● Problem to solve
Output range, inclusive: from the line containing "-302,6 +302,11 @@ namespace" to the line containing "extension with the". Restate those lines from the data below word for word and only those.
....................
PR #1204, opened 2020-02-06
Added configurable OverridableStates

### LINKED ISSUE #1203: Starting an orchestration that is already started
DF 1.8.4 
Consumption plan
UK South

---

Not entirely sure whats happened here but it looks like an orchestration was allowed to start again while it was already running. I didn't think this was possible, could you take a look at what happened?

Instance started : `2020-02-01T00:01:48.284742Z`
instance started again : `2020-02-01T00:02:20.1960877Z`

Looking at the history there are 2 execution IDs logged `8191956ead1545dc831ae7567dcb63d1`
: `6ea0b8c622f9411fa761ff9e22eedfae`

---

I'm believe that the orchestration was started twice because we start the orchestration in a `ServiceBusTrigger` function, I believe the service bus message failed to Ack, so the message was retried and the code to start orchestration was executed again. 

However it is my understanding that you can't start an orchestration that is already in a `running` state? I expected it would throw an exception or just silently proceed without actually starting a new instance.

amdeel:
Like in v2.0.0, added OverridableStates, a configurable option to allow users to specify which states they would like to override an orchestrator instance if an existing instanceId exists.

Defaults to AnyState to avoid changing behavior.

Resolves #1203 

Related to https://github.com/Azure/azure-functions-durable-extension/pull/987 and https://github.com/Azure/azure-functions-durable-extension/pull/1014

### DIFF
--- a/src/WebJobs.Extensions.DurableTask/DurableOrchestrationClient.cs
+++ b/src/WebJobs.Extensions.DurableTask/DurableOrchestrationClient.cs
@@ -92,7 +92,7 @@ namespace Microsoft.Azure.WebJobs
 
             var dedupeStatuses = this.GetStatusesNotToOverride();
             Task<OrchestrationInstance> createTask = this.client.CreateOrchestrationInstanceAsync(
-            orchestratorFunctionName, DefaultVersion, instanceId, input, null, dedupeStatuses);
+                orchestratorFunctionName, DefaultVersion, instanceId, input, null, dedupeStatuses);
 
             this.traceHelper.FunctionScheduled(
                 this.hubName,
--- a/src/WebJobs.Extensions.DurableTask/DurableOrchestrationClient.cs
+++ b/src/WebJobs.Extensions.DurableTask/DurableOrchestrationClient.cs
@@ -90,8 +90,9 @@ namespace Microsoft.Azure.WebJobs
                 throw new ArgumentException($"Instance ID lengths must not exceed {MaxInstanceIdLength} characters.");
             }
 
+            var dedupeStatuses = this.GetStatusesNotToOverride();
             Task<OrchestrationInstance> createTask = this.client.CreateOrchestrationInstanceAsync(
-                orchestratorFunctionName, DefaultVersion, instanceId, input);
+            orchestratorFunctionName, DefaultVersion, instanceId, input, null, dedupeStatuses);
 
             this.traceHelper.FunctionScheduled(
                 this.hubName,
@@ -103,6 +104,22 @@ namespace Microsoft.Azure.WebJobs
 
             OrchestrationInstance instance = await createTask;
             return instance.InstanceId;
+        }
+
+        private OrchestrationStatus[] GetStatusesNotToOverride()
+        {
+            var overridableStates = this.config.Options.OverridableExistingInstanceStates;
+            if (overridableStates == OverridableStates.NonRunningStates)
+            {
+                return new OrchestrationStatus[]
+                {
+                    OrchestrationStatus.Running,
+                    OrchestrationStatus.ContinuedAsNew,
+                    OrchestrationStatus.Pending,
+                };
+            }
+
+            return new OrchestrationStatus[0];
         }
 
         /// <inheritdoc />
--- a/src/WebJobs.Extensions.DurableTask/DurableTaskOptions.cs
+++ b/src/WebJobs.Extensions.DurableTask/DurableTaskOptions.cs
@@ -302,6 +302,11 @@ namespace Microsoft.Azure.WebJobs.Extensions.DurableTask
         /// </remarks>
         public bool? LocalRpcEndpointEnabled { get; set; }
 
+        /// <summary>
+        ///  States that will override an existing orchestrator when attempting to start a new orchestrator with the same instance Id.
+        /// </summary>
+        public OverridableStates OverridableExistingInstanceStates { get; set; } = OverridableStates.AnyState;
+
         internal string GetDebugString()
         {
             var sb = new StringBuilder(4096);
--- a/src/WebJobs.Extensions.DurableTask/DurableTaskOptions.cs
+++ b/src/WebJobs.Extensions.DurableTask/DurableTaskOptions.cs
@@ -311,6 +311,7 @@ namespace Microsoft.Azure.WebJobs.Extensions.DurableTask
         {
             var sb = new StringBuilder(4096);
             sb.AppendLine("Initializing extension with the following settings:");
+            sb.Append(nameof(this.HubName)).Append(": ").Append(this.HubName).Append(", ");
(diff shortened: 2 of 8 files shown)


amdeel:
I still need to add the setting to throw an exception on invalid dedupe status and a test.

src/WebJobs.Extensions.DurableTask/DurableOrchestrationClient.cs
```diff
@@ -90,8 +90,9 @@ public override async Task<string> StartNewAsync(string orchestratorFunctionName
                 throw new ArgumentException($"Instance ID lengths must not exceed {MaxInstanceIdLength} characters.");
             }
 
+            var dedupeStatuses = this.GetStatusesNotToOverride();
             Task<OrchestrationInstance> createTask = this.client.CreateOrchestrationInstanceAsync(
-                orchestratorFunctionName, DefaultVersion, instanceId, input);
+            orchestratorFunctionName, DefaultVersion, instanceId, input, null, dedupeStatuses);
```
ConnorMcMahon: nit: I don't love the spacing change here. I would recommend putting each parameter on it's own line, at 1+ tab depth. That also gives you room to label parameters that might not be clear (i.e. `null` and `dedupeStatuses` if you rename it).

src/WebJobs.Extensions.DurableTask/DurableOrchestrationClient.cs
```diff
@@ -90,8 +90,9 @@ public override async Task<string> StartNewAsync(string orchestratorFunctionName
                 throw new ArgumentException($"Instance ID lengths must not exceed {MaxInstanceIdLength} characters.");
             }
 
+            var dedupeStatuses = this.GetStatusesNotToOverride();
```
ConnorMcMahon: `dedupestatuses` is the parameter name for `CreateOrchestrationInstanceAsync()`, but it is not a clear representation of what the variable means in this context. Maybe `nonOverwriteableStatuses`

test/Common/DurableTaskEndToEndTests.cs
```diff
@@ -2659,6 +2659,95 @@ public async Task TaskHubName_Throws_ArgumentException(string taskHubName)
...
+                await client.RaiseEventAsync("operation", "incr", this.output);
+                await client.WaitForCustomStatusAsync(waitTimeout, this.output, 1);
+
+                // Make sure it's still running and didn't complete early (or fail).
+                var status = await client.GetStatusAsync();
+                Assert.True(
+                    status?.RuntimeStatus == OrchestrationRuntimeStatus.Running ||
+                    status?.RuntimeStatus == OrchestrationRuntimeStatus.ContinuedAsNew);
+
+                await host.StartOrchestratorAsync(nameof(TestOrchestrations.Counter), initialValue, this.output, instanceId: instanceId);
```
ConnorMcMahon: I'm a bit confused as to what this is testing? Is it just that we don't throw an exception?

We should probably check that we overwrote the previous orchestration with this new one.

src/WebJobs.Extensions.DurableTask/DurableOrchestrationClient.cs
```diff
@@ -105,6 +106,22 @@ public override async Task<string> StartNewAsync(string orchestratorFunctionName
             return instance.InstanceId;
         }
 
+        private OrchestrationStatus[] GetStatusesNotToOverride()
+        {
+            var overridableStates = this.config.Options.OverridableExistingInstanceStates;
+            if (overridableStates == OverridableStates.NonRunningStates)
```
ConnorMcMahon: I generally don't love using `if` statements with enums, instead I try to use `switch` statements. I find it a bit easier to tell when I have exhausted all of the enumerations at this point. In fact, there are even [some analyzers](https://roslyn-analyzers.readthedocs.io/en/latest/analyzers-info/enums/switch-on-enum-must-handle-all-cases.html#switch-on-enum-must-handle-all-cases) out in the wild that will give you warnings/exceptions if you add a new case to your enum without explicitly handling it in a switch statement.

test/Common/DurableTaskEndToEndTests.cs
```diff
@@ -2659,6 +2659,95 @@ public async Task TaskHubName_Throws_ArgumentException(string taskHubName)
...
+
+                // Perform some operations
+                await client.RaiseEventAsync("operation", "incr", this.output);
+                await client.WaitForCustomStatusAsync(waitTimeout, this.output, 1);
+
+                // Make sure it's still running and didn't complete early (or fail).
+                var status = await client.GetStatusAsync();
+                Assert.True(
+                    status?.RuntimeStatus == OrchestrationRuntimeStatus.Running ||
+                    status?.RuntimeStatus == OrchestrationRuntimeStatus.ContinuedAsNew);
```
ConnorMcMahon: The rest of the test assumes that the status here is running, not continued as new, so I'm not sure if we need the second half of this predicate.

src/WebJobs.Extensions.DurableTask/DurableTaskOptions.cs
```diff
@@ -302,6 +302,11 @@ public class DurableTaskOptions
         /// </remarks>
         public bool? LocalRpcEndpointEnabled { get; set; }
 
+        /// <summary>
+        ///  States that will override an existing orchestrator when attempting to start a new orchestrator with the same instance Id.
+        /// </summary>
+        public OverridableStates OverridableExistingInstanceStates { get; set; } = OverridableStates.AnyState;
```
ConnorMcMahon: We should almost certainly account for this setting in `GetDebugString()`.

src/WebJobs.Extensions.DurableTask/DurableTaskOptions.cs
```diff
@@ -344,8 +351,16 @@ internal string GetDebugString()
...
+            {
+                sb.Append(nameof(this.LocalRpcEndpointEnabled)).Append(": ").Append(this.LocalRpcEndpointEnabled).Append(", ");
+            }
+
             sb.Append(nameof(this.MaxQueuePollingInterval)).Append(": ").Append(this.MaxQueuePollingInterval).Append(", ");
-            sb.Append(nameof(this.LogReplayEvents)).Append(": ").Append(this.LogReplayEvents);
+            sb.Append(nameof(this.LogReplayEvents)).Append(": ").Append(this.LogReplayEvents).Append(", ");
+            sb.Append(nameof(this.OverridableExistingInstanceStates)).Append(": ").Append(this.OverridableExistingInstanceStates).Append(", ");
+            sb.Append(nameof(this.TraceInputsAndOutputs)).Append(": ").Append(this.TraceInputsAndOutputs).Append(", ");
+            sb.Append(nameof(this.CustomLifeCycleNotificationHelperType)).Append(": ").Append(this.CustomLifeCycleNotificationHelperType);
```
ConnorMcMahon: We may want to wrap this in a null check.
....................
● Exercise result
@@ -302,6 +302,11 @@ namespace Microsoft.Azure.WebJobs.Extensions.DurableTask
         /// </remarks>
         public bool? LocalRpcEndpointEnabled { get; set; }
 
+        /// <summary>
+        ///  States that will override an existing orchestrator when attempting to start a new orchestrator with the same instance Id.
+        /// </summary>
+        public OverridableStates OverridableExistingInstanceStates { get; set; } = OverridableStates.AnyState;
+
         internal string GetDebugString()
         {
             var sb = new StringBuilder(4096);
--- a/src/WebJobs.Extensions.DurableTask/DurableTaskOptions.cs
+++ b/src/WebJobs.Extensions.DurableTask/DurableTaskOptions.cs
@@ -311,6 +311,7 @@ namespace Microsoft.Azure.WebJobs.Extensions.DurableTask
         {
             var sb = new StringBuilder(4096);
             sb.AppendLine("Initializing extension with the following settings:");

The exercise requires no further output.